Thanks to Mikhail for posing this problem.
On average, how many rolls would it take to see every face on a particular die?
Consider a die with $n$ sides. To answer this question, we’ll want to break this problem down into $n$ smaller problems, each of which will be solved in the same manner.
Specifically, take a time in this process where we still need to see $k$ sides. Let the expected number of rolls it’ll take to see a unique side in this situation be $E_k$. With probability $\frac{k}{n}$ we will see a new side on the next roll, and with probability $\frac{n-k}{n}$ we will see a repeat face on the next roll. In the first situation, we just take 1 roll.
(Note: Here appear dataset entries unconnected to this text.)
PR #46, opened 2016-07-25
bug fix: fix syncd.init undefined variables when stopping daemons

stcheng:


debian/syncd.init
```diff
@@ -16,36 +16,39 @@ DAEMON_SYNCD=/usr/bin/syncd
...
+start_mlnx()
+{
+    mkdir -p /dev/sxdevs
+    [ -e /dev/sxdevs/sxcdev ] || mknod /dev/sxdevs/sxcdev c 231 193
 }
 
 case "$1" in
 start)
-    . /etc/machine.conf
+    [ -x /etc/machine.conf ] && . /etc/machine.conf
```
lguohan: /etc/machine.conf does not need to be excutable

stcheng: updated.

lguohan:
Ack

PR #50, opened 2016-07-30
[sai-redis] Add policer and Trap Group serialization

hrachya-mellanox:
* Added policer and trap group serialization for COPP.
Signed-off-by: hrachya@mellanox.com


lguohan:
Ack

PR #52, opened 2016-08-06
Patch init script with saithrift start parameters.

pavel-shirshov:
Add portmap file for saithrift server


debian/rules
```diff
@@ -28,5 +28,23 @@ DEB_SAI_FLAVOR ?= "bcm"
...
+
+override_dh_install:
+  ifeq ($(saithrift), no)
+	rm -f etc/syncd.d/msn2700_port_map.ini
+  endif
+	dh_install
+
+override_dh_installinit:
+  ifeq ($(saithrift), yes)
+	sed -i 's/SAITHRIFT_ARGS_MLNX=""/SAITHRIFT_ARGS_MLNX="-r -m \/etc\/syncd.d\/msn2700_port_map.ini"/' debian/syncd.init
```
lguohan: it is probably more readable to setup ENABLE_SAITHRIFT=1 in syncd.init here, and in syncd.init 

if [ $(enable_saishfit) == 1]; then DAEMON_ARGS += "-r -m /etc/syncd.d/msn2700_port_map.ini"; fi.

and

debian/rules
```diff
@@ -28,5 +28,23 @@ DEB_SAI_FLAVOR ?= "bcm"
...
+ifeq ($(findstring --enable-rpcserver=yes,${CONFIGURE_ARGS}),--enable-rpcserver=yes)
+  saithrift = yes
+else
+  saithrift = no
+endif
+
 override_dh_auto_configure:
 	dh_auto_configure -- --with-sai=$(DEB_SAI_FLAVOR) ${CONFIGURE_ARGS}
+
+override_dh_install:
```
lguohan: that's fine. we can copy port_map to the deb package no matter what.

etc/syncd.d/msn2700_port_map.ini
```diff
@@ -0,0 +1,33 @@
+# alias          lanes
```
stcheng: do we want to put the file here or use ansible to deploy the file like this and pass the path to the daemon

pavel-shirshov: I'd say it's better to have everything in the package. Otherwise why do we need this package? We can deploy our application using ansible only without any packages.

lguohan:
Ack

PR #57, opened 2016-08-16
Change vid db format for counters

kcudnik:


stcheng:
I am okay with the current code change. For a long term consideration, I would propose a serialization/deserialization functionality put inside the common library so that all types of data can be stored as the same format in the database from all applications.

PR #61, opened 2016-08-18
Add basic param validation for several SAI objects

kcudnik:


lguohan:
are these validations also applied to virtual switch?

stcheng:
this validations happen on sairedis layer.

kcudnik:
Not direclty, but via syncd, but i also though how to make those apply on each sai, but i coudnt found right solution yet, expect a separate intermidiate library, lets meet today, i have few question about tunell

kcudnik:
Merged this change to metadata branch

PR #62, opened 2016-08-20
Add OA switch_shutdown_request notification on syncd exit

kcudnik:
When syncd will exit unexpectedly because of db failure or any SAI api failure it will send notification to OA so it can know and respond and take action. This notification is not guaranteed to be send on unexpected exit or crash.


stcheng:
ACK

PR #64, opened 2016-08-23
Introduced Cavium platform

garyachy:


garyachy:
@stcheng pls review

syncd/syncd.cpp
```diff
@@ -40,6 +40,7 @@ void exit_and_notify(int status)
     exit(status);
 }
 
+#ifdef BRCMSAI
```
stcheng: there's ifdef on line 1325, no need to add more here.

garyachy: This code breaks compilation as far as SAI_SWITCH_ATTR_CUSTOM_RANGE_BASE is not supported anymore.

kcudnik: SAI_SWITCH_ATTR_CUSTOM_RANGE_BASE  was changed to SAI_SWITCH_ATTR_CUSTOM_RANGE_START 

simple change could satisfy both: and later on when sai will be stable it can be changed back

int32_t id = -1;

#ifndef SAI_SWITCH_ATTR_CUSTOM_RANGE_BASE 
id = SAI_SWITCH_ATTR_CUSTOM_RANGE_BASE;
#elsif  SAI_SWITCH_ATTR_CUSTOM_RANGE_START
id = SAI_SWITCH_ATTR_CUSTOM_RANGE_START;  
#else
#error invalid atrib custom range not defined
#endif

garyachy: Please advise why other vendors need to compile in BRCM specific code?

Denys.

stcheng: I didn't realize that SAI_SWITCH_ATTR_CUSTOM_RANGE_BASE is not supported. Will merge it.

PR #70, opened 2016-09-19
Add static metadata

kcudnik:


stcheng:
Notice it is hard to review it.
Sorry, we could not display the entire diff because it was too big. - github

kcudnik:
Can you review it offline or should i split it file by file?

stcheng:
will submit review asap

meta/sai_meta.h
```diff
@@ -0,0 +1,791 @@
...
+    /*
+     * Attribute with this flag indicates that value of the attribute is
+     * dynamic and can change in time (like a attribute counter value, or port
+     * operational status). Change may happen independently or when other
+     * attribute was created or modified (creating vlan member will change vlan
+     * member list). Can be combined with READ_ONLY flag. In future it maybe
+     * possible to combine this attribute with other flags.
+     */
+
+    //SAI_ATTR_FLAGS_DYNAMIC             = (1 << 5),
```
stcheng: these flags are commented but are used below?

meta/sai_meta.cpp
```diff
@@ -0,0 +1,4884 @@
...
+
+    sai_object_type_t object_type = SAI_OBJECT_TYPE_NULL;
+
+    for (uint32_t i = 0; i < count; ++i)
+    {
+        sai_object_id_t oid = list[i];
+
+        if (oids.find(oid) != oids.end())
+        {
+            META_LOG_ERROR(md, "object on list [%u] oid 0x%llx is duplicated, but not allowed", i, oid);
```
erohsik, line 847: @kcudnik Can you please provide some context on this check?

kcudnik: this checks whether duplicated oids are on the list of the parameters, this is fdom 2016 code, why intrest on it now?

erohsik: I was trying to find some context on this check
https://github.com/sonic-net/sonic-sairedis/blob/master/meta/Meta.cpp#L6188
and followed the git history to get the original PR.
I was trying to get some reasoning behind this check. Is it invalid for an OID to be repeated in an OID list?

kcudnik: it make no sense to repeat oid on the list

PR #72, opened 2016-09-28
Handle default trap group and remove vlan members

kcudnik:


syncd/syncd.cpp
```diff
@@ -846,7 +846,7 @@ swss::Logger::Priority redisGetLogLevel()
     auto plevel = g_redisClient->get("LOGLEVEL");
 
     if (plevel == NULL)
-        return swss::Logger::SWSS_NOTICE;
+        return swss::Logger::SWSS_DEBUG;
```
stcheng: keep NOTICE

syncd/syncd.cpp
```diff
@@ -1250,7 +1250,7 @@ bool isVeryFirstRun()
 
 int main(int argc, char **argv)
 {
-    swss::Logger::getInstance().setMinPrio(swss::Logger::SWSS_NOTICE);
+    swss::Logger::getInstance().setMinPrio(swss::Logger::SWSS_DEBUG);
```
stcheng: keep NOTICE

stcheng:
let's do some basic test before merging

syncd/syncd_hard_reinit.cpp
```diff
@@ -157,10 +157,56 @@ void checkAllIds()
...
+    vlanMemberList.resize(portList.size());
+
+    sai_attribute_t attr;
+
+    attr.id = SAI_VLAN_ATTR_MEMBER_LIST;
+
+    attr.value.objlist.count = vlanMemberList.size();
+    attr.value.objlist.list = vlanMemberList.data();
+
+    sai_status_t status = sai_vlan_api->get_vlan_attribute(DEFAULT_VLAN_NUMBER, 1, &attr);
```
kcudnik: than it still should return zero members on list?

syncd/syncd.cpp
kcudnik: fixed

syncd/syncd.cpp
kcudnik: fixed

syncd/syncd_hard_reinit.cpp
lguohan: then you need resize the vlanMemberList otherwise, in line 191 it enumernate many members.

stcheng: +1 to resize again

kcudnik: ah yes

PR #74, opened 2016-09-30
Add api recording capability and fix getrequest

kcudnik:


lib/src/sai_redis_record.cpp
```diff
@@ -0,0 +1,105 @@
...
+std::string getTimestamp()
+{
+    SWSS_LOG_ENTER();
+
+    char buffer[64];
+    struct timeval tv;
+
+    gettimeofday(&tv, NULL);
+
+    size_t size = strftime(buffer, 64 ,"%Y-%m-%d.%T.", localtime(&tv.tv_sec));
```
qiluo-msft: 64 - 6, to make later sprintf very safe?

lib/src/sai_redis_record.cpp
```diff
@@ -0,0 +1,105 @@
...
+
+std::ofstream recording;
+
+void recordLine(std::string s)
+{
+    SWSS_LOG_ENTER();
+
+    if (recording.is_open())
+    {
+        recording << getTimestamp() << "," << s << std::endl;
```
qiluo-msft: std::endl includes a flush()?

lib/src/sai_redis_record.cpp
```diff
@@ -0,0 +1,105 @@
...
+
+        // performance hit
+        recording.flush();
+    }
+}
+
+std::string recfile = "dummy.rec";
```
qiluo-msft: User may expect to specif the file name and path. Currently it is in the working directory, so it may be possible to created in /.

lib/src/sai_redis_record.cpp
kcudnik: I dont get this comment, why -6 ?

lib/src/sai_redis_record.cpp
kcudnik: yes, forgot about that

lib/src/sai_redis_record.cpp
kcudnik: currently every start recording user gets new file name based on timestamp, later we could provide some interface to add abbility for user to specify desired filename, this is not priority right now

lib/src/sai_redis_record.cpp
qiluo-msft: because sprintf print a string of length 6, appending in the same buffer.

kcudnik:
Ah i see what you mean, agree

lib/src/sai_redis_record.cpp
qiluo-msft: cloesd.

common/saiserialize.cpp
```diff
@@ -119,7 +119,10 @@ sai_serialization_map_t sai_get_serialization_map()
     map[SAI_OBJECT_TYPE_SWITCH][SAI_SWITCH_ATTR_INGRESS_BUFFER_POOL_NUM] = SAI_SERIALIZATION_TYPE_UINT32;
     map[SAI_OBJECT_TYPE_SWITCH][SAI_SWITCH_ATTR_QOS_MAX_NUMBER_OF_CHILDS_PER_SCHEDULER_GROUP] = SAI_SERIALIZATION_TYPE_INT32;
     map[SAI_OBJECT_TYPE_SWITCH][SAI_SWITCH_ATTR_DEFAULT_TRAP_GROUP] = SAI_SERIALIZATION_TYPE_OBJECT_ID;
+
+#ifdef BRCMSAI
```
stcheng: no need to have BRCMSAI specific

qiluo-msft:
Please also check with other reviewers.

PR #76, opened 2016-10-01
Remove metadata generator

kcudnik:


stcheng:
this will be moved to SAI repo?

kcudnik:
No, this was generator used to generate metadata for sai headers, since we already have them its not needed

In the second situation, we take 1 roll plus an additional $E_k$ rolls because rolling a die is independent and memoryless—no roll changes the outcome of future rolls.
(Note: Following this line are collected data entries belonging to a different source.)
PR #79, opened 2016-10-06
Support default queues and priority groups

kcudnik:


syncd/syncd.cpp
```diff
@@ -1248,10 +1248,12 @@ bool isVeryFirstRun()
 
 int main(int argc, char **argv)
 {
-    swss::Logger::getInstance().setMinPrio(swss::Logger::SWSS_NOTICE);
+    swss::Logger::getInstance().setMinPrio(swss::Logger::SWSS_DEBUG);
```
lguohan: keep it as notice?

syncd/syncd.cpp
```diff
@@ -1248,10 +1248,12 @@ bool isVeryFirstRun()
...
 
     SWSS_LOG_ENTER();
 
+    swss::Logger::getInstance().setMinPrio(swss::Logger::SWSS_NOTICE);
+
```
lguohan: why do we need to setMinPrio here?

syncd/syncd_reinit.cpp
```diff
@@ -610,6 +617,174 @@ void helperCheckVlanId()
...
+
+std::vector<sai_object_id_t> saiGetPortQueues(sai_object_id_t portId)
+{
+    SWSS_LOG_ENTER();
+
+    uint32_t queueCount = saiGetPortNumberOfQueues(portId);
+
+    std::vector<sai_object_id_t> queueList;
+
+    queueList.resize(queueCount);
```
lguohan: if the queueCount is zero, we can just return?

syncd/syncd_reinit.cpp
```diff
@@ -610,6 +617,174 @@ void helperCheckVlanId()
...
+
+std::vector<sai_object_id_t> saiGetPortPriorityGroups(sai_object_id_t portId)
+{
+    SWSS_LOG_ENTER();
+
+    uint32_t pgCount =  saiGetPortNumberOfPriorityGroups(portId);
+
+    std::vector<sai_object_id_t> pgList;
+
+    pgList.resize(pgCount);
```
lguohan: if pgCount is zero, can we just return from here?

syncd/syncd.cpp
kcudnik: i use it becasue i want "main" entry to be logged as debug

syncd/syncd_reinit.cpp
kcudnik: not significant optimalization

kcudnik: and it will never be zero

syncd/syncd_reinit.cpp
kcudnik: and it will never be zero

syncd/syncd_hard_reinit.cpp
```diff
@@ -323,7 +327,56 @@ sai_object_id_t processSingleVid(sai_object_id_t vid)
...
+        {
+            // this is one of default priority group id
+            // we don't need to create it, just set attributes if any
+
+            rid = pgRid;
+
+            createObject = false;
+
+            SWSS_LOG_DEBUG("default priority group will not be created, processed VID %llx to RID %llx", vid, rid);
+        }
```
qiluo-msft: The 3 branches above are quite similar, is it possible to reuse most of the code?

kcudnik: not yet, after there will be need to add something similar

syncd/syncd_hard_reinit.cpp
```diff
@@ -140,9 +140,11 @@ void checkAllIds()
         g_vidToRidMap.erase(it);
     }
 
-    if (g_vidToRidMap.size() != 0)
+    size_t size = g_vidToRidMap.size();
+
+    if (size != 0)
     {
-        SWSS_LOG_ERROR("vid to rid map is not empty after translation");
+        SWSS_LOG_ERROR("vid to rid map is not empty (%lu) after translation", size);
```
kcudnik: fixed

syncd/syncd.cpp
kcudnik: it is notice after ENTER

syncd/syncd_hard_reinit.cpp
qiluo-msft: Closed.

syncd/syncd_reinit.cpp
lguohan: yes, on barefoot p4 switch, it is zero.

lguohan: I think it's better to skip if the count is zero. I am more worried about hitting bugs in the sai.

kcudnik: what ? is zero ? then why there is inconsistency whit that ? as you said before how we can't have queues ?

syncd/syncd_reinit.cpp
```diff
@@ -64,6 +65,7 @@ std::vector<sai_object_id_t> saiGetPortList()
     attr.value.objlist.count = portCount;
     attr.value.objlist.list = portList.data();
 
+    // we assube port list is always returned in the same order
```
stcheng: assume

kcudnik: yea, so far there are many assumptions :P

stcheng: :D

So, we can write an equation for our expected value:
$$ E_k = \frac kn\cdot 1 + \frac{n-k}{n}\left(1 + E_k\right). $$
Solving for $E_k$ gives us an expected value of $\frac nk$. So in each stage we expect it to take $\frac nk$ rolls to see one of the $k$ faces we have not yet rolled.
Since we want this to happen for all values of $k$ from $1$ to $n$, we add this up to get our total expected number of rolls.
$$ \sum_{k=1}^n E_k = \sum_{k=1}^n \frac nk $$
In the case that Mikhail sent me, he was interested in $n = 20$. This gives us
$$ \sum_{k=1}^{20}\frac{20}{k}, $$
which is barely less than 72.
You can easily calculate by hand that for $n=6$ the expected number of rolls is 14.7.